First approaches to quantify costs due to noise were using general values per dB, which mostly were derived from hedonic pricing studies. Such studies established a relationship between rents or house prices and properties of the flat or house, one of which was the noise exposure. The next step towards a more differentiated assessment was the inclusion of health effects caused by noise in the analysis. However, annoyance effects were usually still valued based on hedonic pricing studies. This was the case as well in UNITE (see Bickel et al., 2003). In the meantime the available knowledge has improved and allows going a step further towards following the principles of the impact pathway approach.

6.1 Noise impacts

Two major impacts are usually considered when assessing noise impacts:

- Annoyance, reflecting the disturbance which individuals experience when exposed to (traffic) noise.

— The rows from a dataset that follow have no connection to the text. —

PR #578, opened 2022-05-16
CLDC-1224: Tenancy type and tenancy length

baarkerlounger:
https://digital.dclg.gov.uk/jira/browse/CLDC-1224

- [x] From Rachel (1 Secure no longer exists. It has been split into 6 & 7). Incorrectly using 1 rather than 4 for AST.
- [x] Tenancy length is not mandatory for 21/22
- [x] Tenancy length is mandatory for 22/23 (Assured Shorthold and Secure Fixed Term)
- [x] Tenancy length is optional for "Other"
- [x] Tenancy length is hidden for other 22/23 options

### DIFF
--- a/app/models/case_log.rb
+++ b/app/models/case_log.rb
@@ -468,9 +468,19 @@ private
   end
 
   def dynamically_not_required
-    previous_la_known_field = postcode_known? ? %w[previous_la_known] : []
-    tshortfall_field = tshortfall_unknown? ? %w[tshortfall] : []
-    previous_la_known_field + tshortfall_field
+    not_required = []
+    not_required << "previous_la_known" if postcode_known?
+    not_required << "tshortfall" if tshortfall_unknown?
+    not_required << "tenancylength" if tenancylength_optional?
+
+    not_required
+  end
+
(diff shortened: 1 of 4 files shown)


app/models/case_log.rb
```diff
@@ -461,9 +468,19 @@ def reset_invalidated_dependent_fields!
...
+    not_required << "tenancylength" if tenancylength_optional?
+
+    not_required
+  end
+
+  def tenancylength_optional?
+    return false unless collection_start_year
+    return true if collection_start_year < 2022
+
+    collection_start_year >= 2022 && ![4, 6].include?(tenancy)
```
dushan-madetech: Could you not call `!is_secure_tenancy?` here instead of `![4, 6].include?(tenancy)`

dushan-madetech (approved):
Left a comment but nothing to block merging this 🙂

app/models/case_log.rb
baarkerlounger: Secure tenancy is 6 and 7. This is fixed term, I'll make a helper.

PR #814, opened 2022-08-05
Only consider active locations for routing

baarkerlounger:


kosiakkatrina (approved):
Nice! Was wondering if we need a validation on the CYA locations page as well, the way we have for schemes, but I think currently we can't create a location that is invalid cause it's only 1 form page, so should be okay for now

PR #816, opened 2022-08-05
Strip whitespaces from names before saving organisation, scheme or a user

kosiakkatrina:
Saving it with a space was erroring out when trying to select them from an accessible select. 
It also makes sense not to store the leading/trailing spaces in the names

### DIFF
--- a/Gemfile
+++ b/Gemfile
@@ -55,6 +55,7 @@ gem "redis"
 gem "sentry-rails"
 gem "sentry-ruby"
 # Possessives in strings
+gem "auto_strip_attributes"
 gem "possessive"
 
 group :development, :test do
--- a/Gemfile
+++ b/Gemfile
@@ -5,6 +5,7 @@ git_source(:github) { |repo| "https://github.com/#{repo}.git" }
 
 ruby "3.1.2"
 
+gem "auto_strip_attributes"
 # Bundle edge Rails instead: gem 'rails', github: 'rails/rails', branch: 'main'
 gem "rails", "~> 7.0.2"
 # Use postgresql as the database for Active Record
@@ -55,7 +56,6 @@ gem "redis"
 gem "sentry-rails"
 gem "sentry-ruby"
 # Possessives in strings
-gem "auto_strip_attributes"
 gem "possessive"
 
 group :development, :test do
--- a/app/models/application_record.rb
+++ b/app/models/application_record.rb
@@ -2,7 +2,6 @@ class ApplicationRecord < ActiveRecord::Base
   self.abstract_class = true
 
   def strip_whitespaces
-    self.service_name = service_name.strip unless !respond_to?("service_name") || service_name.nil?
-    self.name = name.strip unless !respond_to?("name") || name.nil?
+    fields_to_strip.each { |field| self[field] = self[field].strip if field.present? }
   end
 end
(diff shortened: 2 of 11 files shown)


baarkerlounger:
We probably want this on location name as well?

app/models/organisation.rb
```diff
@@ -74,4 +76,8 @@ def display_attributes
       { name: "data_protection_agreement", value: data_protection_agreement_string, editable: false },
     ]
   end
+
+  def strip_whitespace
+    self.name = name.strip unless name.nil?
```
baarkerlounger: https://api.rubyonrails.org/classes/String.html#method-i-squish might be better than strip?

app/models/scheme.rb
```diff
@@ -228,4 +230,8 @@ def validate_confirmed
       end
     end
   end
+
+  def strip_whitespace
+    self.service_name = service_name.strip unless service_name.nil?
```
baarkerlounger: I wonder if this is worth genericising to all fields that respond to strip/squish and extracting to `ApplicationRecord`?

app/models/scheme.rb
```diff
@@ -19,6 +19,8 @@ class Scheme < ApplicationRecord
 
   validate :validate_confirmed
 
+  before_validation :strip_whitespace
```
baarkerlounger: Could just override `field=` methods... (has the advantage of setting it in memory the same as you'll save it already before actually doing the save, but might be unnecessary indirection...)

app/models/organisation.rb
kosiakkatrina: Hmm, could there ever be a reason to have a double space in the name?

app/models/scheme.rb
kosiakkatrina: Yeah, possibly, will have a look

app/models/organisation.rb
baarkerlounger: Not that I know of, but I could be wrong.

kosiakkatrina: If we're generalising this, I think I'd prefer just to strip it for now, cause it feels less destructive

app/models/scheme.rb
kosiakkatrina: How strongly do you feel about it?

app/models/application_record.rb
```diff
@@ -1,3 +1,8 @@
 class ApplicationRecord < ActiveRecord::Base
   self.abstract_class = true
+
+  def strip_whitespaces
+    self.service_name = service_name.strip unless !respond_to?("service_name") || service_name.nil?
```
baarkerlounger: Do you need the nil checks here? Wouldn't that be caught by the respond_to already?

baarkerlounger: You could maybe also have this take (*args) that you iterate over and the models could pass the fields that need stripping?

kosiakkatrina: can't pass in as a param from the before_validation, but added a `fields_to_strip` method that returns those fields for each class

Gemfile
```diff
@@ -55,6 +55,7 @@ gem "redis"
 gem "sentry-rails"
 gem "sentry-ruby"
 # Possessives in strings
+gem "auto_strip_attributes"
```
baarkerlounger: Need to fix the comments here

baarkerlounger (approved):

PR #817, opened 2022-08-05
CLDC-1171: User validation order

baarkerlounger:
Fixes the last two comments on: https://digital.dclg.gov.uk/jira/browse/CLDC-1171

This ordering comes from including `Devise::Validatable` which includes a few default validations (email and password) which run before our name validations. It's an optional module that's expected to be removed if you need to customise it (https://github.com/heartcombo/devise/blob/main/lib/devise/models/validatable.rb).

So we remove it here and add our own instead in the correct order.

We also make role optional as we have some real world users in production already who do not currently have a role, as they are data protection officers only (which can be combined with another role for some users), and do not interact with the system in any other way.

Long term it might make sense to refactor roles into their own model rather than making them an attribute of users, such that a user can have multiple roles but that seems beyond the scope here.

Support user view:
image

Coordinator view:
image

### DIFF
--- a/app/controllers/users_controller.rb
+++ b/app/controllers/users_controller.rb
@@ -58,7 +58,7 @@ class UsersController < ApplicationController
       end
     elsif user_params.key?("password")
       format_error_messages
-      @minimum_password_length = User.password_length.min
+      @minimum_password_length = Devise.password_length.min
       render "devise/passwords/edit", locals: { resource: @user, resource_name: "user" }, status: :unprocessable_entity
     else
       format_error_messages
@@ -79,7 +79,6 @@ class UsersController < ApplicationController
       redirect_to created_user_redirect_path
     else
       unless @resource.errors[:organisation].empty?
-        @resource.errors.add(:organisation_id, message: @resource.errors[:organisation])
         @resource.errors.delete(:organisation)
       end
       render :new, status: :unprocessable_entity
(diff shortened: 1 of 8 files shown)


app/controllers/users_controller.rb
```diff
@@ -79,15 +79,14 @@ def create
       redirect_to created_user_redirect_path
     else
       unless @resource.errors[:organisation].empty?
-        @resource.errors.add(:organisation_id, message: @resource.errors[:organisation])
         @resource.errors.delete(:organisation)
```
smeny, line 82: Still not sure why we need to do this, I know it has to do with `organisation` VS `organisation_id`

app/views/users/new.html.erb
```diff
@@ -52,7 +52,8 @@
                                            lambda { |option|
                                              option.description&.map { |hint| content_tag(:li, hint) }&.reduce(:+)
                                            },
-                                           legend: { text: "Role", size: "m" } %>
+                                           legend: { text: "Role (optional)", size: "m" },
+                                           hint: { text: "This does not need to be selected if the user is a data protection officer only" } %>
```
smeny: Can't we infer the DPO role here and hide the question?

app/controllers/users_controller.rb
baarkerlounger: It's so that the form builder gem links the error to the correct form field. i.e. because the form field references `organisation_id` the error needs to be on `organisation_id` rather than on `organisation`.

This PR makes it so that the model now does that anyway, but it also produces a duplicate(ish) error on `organisation` that we don't want/need to display on the view so we remove it here.

smeny (approved):
Just a few questions but seems OK to go otherwise.

app/views/users/new.html.erb
baarkerlounger: How would we do that given they're inviting a new user?

PR #820, opened 2022-08-08
Cldc 1338 dates validation

kosiakkatrina:
Change the hard validations to be under 2 years between the tenancy start date and major repairs/void date
Add soft validations when the major repairs/void date is within 2 to 10 years of the tenancy start date
image

Update hidden in check answers for interruption questions to show the question only if it's not been answered:
image


app/models/validations/soft_validations.rb
```diff
@@ -62,6 +62,14 @@ def all_tenants_age_and_gender_information_completed?
     end
   end
 
+  def major_repairs_date_in_soft_range?
+    mrcdate.present? && startdate.present? && mrcdate.between?(startdate.to_date - 3650, startdate.to_date - 730)
```
baarkerlounger: The numbers could probably be named constants?

baarkerlounger (approved):

PR #821, opened 2022-08-08
CLDC-1219: Single import task

smeny:


baarkerlounger (approved):
LGTM. I wonder whether any further checking is required that the individual import tasks all do something sensible if they're missing expected data?

PR #824, opened 2022-08-09
Cldc 1235 conditional shortfall

natdeanlewissoftwire:
Tested locally, all functionality present
Minimal risk
No documentation required

ticket: https://digital.dclg.gov.uk/jira/browse/CLDC-1235

check-answers page: 
image

question page:
image

### DIFF
--- a/config/forms/2021_2022.json
+++ b/config/forms/2021_2022.json
@@ -7876,28 +7876,18 @@
                 {
                   "hb": 6,
                   "household_charge": null
-                },
-                {
-                  "hb": 8,
-                  "household_charge": 0
-                },
-                {
-                  "hb": 8,
-                  "household_charge": null
                 }
               ]
             },
-            "outstanding_amount_known": {
+            "outstanding_amount": {
               "header": "",
               "description": "",
               "questions": {
                 "tshortfall_known": {
-                  "check_answer_label": "",
-                  "header": "",
-                  "hint_text": "",
-                  "hidden_in_check_answers": true,
+                  "check_answer_label": "Do you know the outstanding amount?",
+                  "header": "Can you estimate the outstanding amount?",
+                  "hint_text": "You only need to give an approximate figure.",
                   "type": "radio",
-                  "derived": true,
                   "answer_options": {
                     "0": {
                       "value": "Yes"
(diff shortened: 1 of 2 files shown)


kosiakkatrina (commented):
Do we also need to update 21/22 form? Where we do use the real form in our tests it's 21/22, although the collection window is closed for that one, maybe worth updating it just to see if there is any impact on the tests

baarkerlounger:
@kosiakkatrina I don't think we do since the form UI itself shouldn't be used anymore for that window and the fields are staying the same here so no changes for import or export.

(But there'd be no harm in changing there also).

baarkerlounger (approved):

baarkerlounger:
Actually sorry the window isn't technically closed yet (see comment at the bottom of https://digital.dclg.gov.uk/jira/browse/CLDC-1428) so we probably should do this for 21/22 form also.

kosiakkatrina:
> @kosiakkatrina I don't think we do since the form UI itself shouldn't be used anymore for that window and the fields are staying the same here so no changes for import or export.
> 
> (But there'd be no harm in changing there also).

@baarkerlounger I think we do use the actual form for some tests, for example to check if a case log is completed, specific fields are reset based on routing etc. But perhaps no impact from this change, if that's what you mean

natdeanlewissoftwire:
Thanks @kosiakkatrina and @baarkerlounger, have copied the changes over to 2021_2022.json as well

config/forms/2021_2022.json
```diff
@@ -7971,14 +7956,6 @@
                 {
                   "hb": 6,
                   "hbrentshortfall": 1
-                },
-                {
```
baarkerlounger: Why are these options being removed?

config/forms/2021_2022.json
```diff
@@ -7876,48 +7876,33 @@
                 {
                   "hb": 6,
                   "household_charge": null
-                },
-                {
```
baarkerlounger: Same question here

config/forms/2021_2022.json
natdeanlewissoftwire: Just fixing this now, please ignore

baarkerlounger (approved):

PR #826, opened 2022-08-10
Change accessibility requirements question

kosiakkatrina:
Change accessibility requirements question into 3 separate questions that are easier to follow.
Before:
image

After:
image
image

Check your answers page:
image
image

Remove validations as conditional routing and resetting the values prevents invalid inputs.
Will likely need to run db query or migration to backfill the new housingneeds_type and housingneeds_other fields


app/models/case_log.rb
```diff
@@ -25,6 +25,7 @@ class CaseLog < ApplicationRecord
   before_validation :reset_scheme_location!, if: :scheme_changed?, unless: :location_changed?
   before_validation :process_postcode_changes!, if: :postcode_full_changed?
   before_validation :process_previous_postcode_changes!, if: :ppostcode_full_changed?
+  before_validation :set_housingneeds_fields, if: :housingneeds_present?
```
baarkerlounger: Is this really a special case thing or are these just derived values that could be in the derived variables?

app/models/case_log.rb
```diff
@@ -723,4 +700,57 @@ def soft_value_for_period(value)
...
+  def no_housingneeds?
+    housingneeds == 2
+  end
+
+  def unknown_housingneeds?
+    housingneeds == 3
+  end
+
+  def set_housingneeds_fields
+    set_housingneeds_values_to_nil
```
baarkerlounger: Name seems a bit misleading if we're setting to 0 rather than nil?

app/models/case_log.rb
```diff
@@ -723,4 +700,57 @@ def soft_value_for_period(value)
...
+
+    self.housingneeds_a = 1 if fully_wheelchair_accessible?
+    self.housingneeds_b = 1 if essential_wheelchair_access?
+    self.housingneeds_c = 1 if level_access_housing?
+    self.housingneeds_f = 1 if other_housingneeds?
+    set_housingneeds_values_to_nil unless has_housingneeds?
```
baarkerlounger: Seems a bit odd to call this twice

app/models/case_log.rb
```diff
@@ -723,4 +700,57 @@ def soft_value_for_period(value)
   def upcase_and_remove_whitespace(string)
     string.present? ? string.upcase.gsub(/\s+/, "") : string
   end
+
+  def housingneeds_present?
+    housingneeds.present?
+  end
```
jamesrose: Do you need a method at all here? Can you get away with just using `if :housingneeds?`?

kosiakkatrina: Ah, I think I added it because the initial values for housingneeds contained 0 as an option, but it doesn't anymore. Good spot!

app/models/case_log.rb
kosiakkatrina: It was failing a test but it seems it was due to a set up of it

app/models/case_log.rb
kosiakkatrina: Changed that a bit

app/models/case_log.rb
kosiakkatrina: Changed that a bit

config/forms/2021_2022.json
```diff
@@ -5396,40 +5396,79 @@
...
+                  }
+                }
+              }
+            },
+            "type_of_access_needs": {
+              "header": "Disabled access needs",
+              "description": "",
+              "questions": {
+                "housingneeds_type": {
+                  "header": "What type of access need do they have?",
```
jamesrose, line 5430:
```suggestion
                  "header": "What types of access need do they have?",
```

I think this should be plural.

baarkerlounger:
Code looks good, presumably this will require a data update for existing logs?

kosiakkatrina:
> Code looks good, presumably this will require a data update for existing logs?

@baarkerlounger yup, this is what I've got for that:

```
CaseLog.where(housingneeds_a: 1).update(housingneeds_type: 0)
CaseLog.where(housingneeds_b: 1).update(housingneeds_type: 1)
CaseLog.where(housingneeds_c: 1).update(housingneeds_type: 2)
CaseLog.where(housingneeds_f: 1).update(housingneeds_other: 1)
```

app/models/derived_variables/case_log_variables.rb
```diff
@@ -186,4 +187,23 @@ def reset_scheme_location!
       self.location = scheme.locations.first
     end
   end
+
+  def set_housingneeds_fields
+    self.housingneeds_a = fully_wheelchair_accessible? ? 1 : 0
+    self.housingneeds_b = essential_wheelchair_access? ? 1 : 0
+    self.housingneeds_c = level_access_housing? ? 1 : 0
+    self.housingneeds_f = other_housingneeds? ? 1 : 0
+    set_housingneeds_values_to_zero unless has_housingneeds?
```
baarkerlounger, line 196: It feels brittle that this is order dependent but I suppose that's already the case for a whole bunch of derivation

baarkerlounger: Think it might work better inline, as a single method that sets housing needs fields but just personal preference so don't feel the need to change

baarkerlounger (approved):

paulrobertlloyd:
🎉

PR #828, opened 2022-08-11
CLDC-1433 Add parent child relationship model

natdeanlewissoftwire:
Tested locally
Risk of another migration from same base at the same time - should be checked before merge
No docs required
Ticket: https://digital.dclg.gov.uk/jira/browse/CLDC-1443

### DIFF
--- a/app/models/organisation.rb
+++ b/app/models/organisation.rb
@@ -6,6 +6,10 @@ class Organisation < ApplicationRecord
   has_many :organisation_rent_periods
   has_many :owned_schemes, class_name: "Scheme", foreign_key: "owning_organisation_id", dependent: :delete_all
   has_many :managed_schemes, class_name: "Scheme", foreign_key: "managing_organisation_id"
+  has_many :parent_organisation_relationships, foreign_key: :child_organisation_id, class_name: "OrganisationRelationship"
+  has_many :parent_organisations, through: :parent_organisation_relationships
+  has_many :child_organisation_relationships, foreign_key: :parent_organisation_id, class_name: "OrganisationRelationship"
+  has_many :child_organisations, through: :child_organisation_relationships
 
   scope :search_by_name, ->(name) { where("name ILIKE ?", "%#{name}%") }
   scope :search_by, ->(param) { search_by_name(param) }
--- a/db/migrate/20220810152340_add_parent_child_relationships.rb
+++ b/db/migrate/20220810152340_add_parent_child_relationships.rb
@@ -1,0 +1,9 @@
+class AddParentChildRelationships < ActiveRecord::Migration[7.0]
+  def change
+    create_table :organisation_relationships do |t|
+      t.integer :child_organisation_id, foreign_key: true
+      t.integer :parent_organisation_id, foreign_key: true
+      t.timestamps
+    end
+  end
+end
--- a/db/schema.rb
+++ b/db/schema.rb
@@ -10,7 +10,7 @@
 #
 # It's strongly recommended that you check this file into your version control system.
 
-ActiveRecord::Schema[7.0].define(version: 2022_08_02_125711) do
+ActiveRecord::Schema[7.0].define(version: 2022_08_10_152340) do
   # These are extensions that must be enabled in order to support this database
   enable_extension "plpgsql"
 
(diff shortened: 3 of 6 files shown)


db/migrate/20220810152340_add_parent_child_relationships.rb
```diff
@@ -0,0 +1,9 @@
+class AddParentChildRelationships < ActiveRecord::Migration[7.0]
+  def change
+    create_table :organisation_relationships do |t|
+      t.integer :child_organisation_id, foreign_key: true
+      t.integer :parent_organisation_id, foreign_key: true
+      t.timestamps
```
natdeanlewissoftwire, line 6: Apparently this is good practice, but current tables in the database seem inconsistent as to whether they have timestamp data - do we want this?

db/schema.rb
```diff
@@ -383,6 +390,7 @@
   add_foreign_key "case_logs", "organisations", column: "owning_organisation_id", on_delete: :cascade
   add_foreign_key "case_logs", "schemes"
   add_foreign_key "locations", "schemes"
+  add_foreign_key "schemes", "organisations", column: "managing_organisation_id"
```
natdeanlewissoftwire: Already merged in, not sure why it's showing up here as this is now conistent with main

app/models/organisation.rb
```diff
@@ -6,6 +6,10 @@ class Organisation < ApplicationRecord
   has_many :organisation_rent_periods
   has_many :owned_schemes, class_name: "Scheme", foreign_key: "owning_organisation_id", dependent: :delete_all
   has_many :managed_schemes, class_name: "Scheme", foreign_key: "managing_organisation_id"
+  has_many :parent_organisation_relationships, foreign_key: :child_organisation_id, class_name: "OrganisationRelationship"
```
jamesrose, line 9: @natdeanlewissoftwire Could you add some model tests for this? I think at a minimum we would like to test whether an organisation can have parents and children.

db/migrate/20220810152340_add_parent_child_relationships.rb
jamesrose: I generally keep timestamps on these kinds of join tables. It adds very little overhead, but it's useful to debug when a relationship was created.

db/schema.rb
jamesrose: Do you just need to rebase your branch?

db/migrate/20220810152340_add_parent_child_relationships.rb
baarkerlounger: I think all existing tables have timestamps? Which ones don't?

db/schema.rb
natdeanlewissoftwire: Of course, thanks :)

db/migrate/20220810152340_add_parent_child_relationships.rb
natdeanlewissoftwire: @baarkerlounger Ah you're right, they all have created_at at least - it's the couple that don't have updated_at columns I was thinking of (logs_exports and versions), never mind!

baarkerlounger: `versions` isn't really ours, it comes from https://github.com/paper-trail-gem/paper_trail

spec/factories/organisation.rb
```diff
@@ -11,17 +11,15 @@
     holds_own_stock { true }
   end
 
-  factory :organisation_la do
-    organisation
-    ons_code { "E07000041" }
-    created_at { Time.zone.now }
-    updated_at { Time.zone.now }
-  end
-
```
natdeanlewissoftwire, line 20: this is the (I _think_) unused factory I was referring to @jamesrose

spec/factories/organisation.rb
```diff
@@ -11,17 +11,15 @@
...
     organisation
     rent_period { 2 }
     created_at { Time.zone.now }
     updated_at { Time.zone.now }
   end
+
+  factory :organisation_relationship do
+    child_organisation { FactoryBot.create(:organisation) }
+    parent_organisation { FactoryBot.create(:organisation) }
+  end
```
natdeanlewissoftwire, line 24: I put this back in the organisation file, I think that's simpler than having a separate organisation_relationship file especially as organisation_rent_period is here too

spec/models/organisation_spec.rb
```diff
@@ -27,6 +27,22 @@
         .to raise_error(ActiveRecord::RecordInvalid, "Validation failed: Provider type #{I18n.t('validations.organisation.provider_type_missing')}")
     end
 
+    context "with parent/child association" do
+      let(:child_organisation) { FactoryBot.create(:organisation, name: "DLUHC_Child") }
```
jamesrose:
```suggestion
      let(:child_organisation) { FactoryBot.create(:organisation, name: "DLUHC Child") }
```

nit: underscored name

jamesrose (approved):

PR #829, opened 2022-08-11
CLDC-1221: Support reading import from zip archive

smeny:
- Changed the fixtures name to match import folders
- Reused the storage service interface to allow for an easy swap between s3 and archive
- Rename StorageService into S3StorageService


baarkerlounger (approved):
Think the pattern works quite nicely here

- Health impacts, related to the long term exposure to noise, mainly stress related health effects like hypertension and myocardial infarction.

It can be assumed that these two effects are independent, i.e. the potential long term health risk is not taken into account in people's perceived noise annoyance.

A large amount of scientific literature on health and psychosocial effects considering a variety of potential effects of transport noise is available. For instance, De Kluizenaar et al. (2001) reviewed the state of the art, reporting risks due to noise exposure in the living environment. They identified quantitative functions for relative and absolute risks for the effect categories presented in the table below.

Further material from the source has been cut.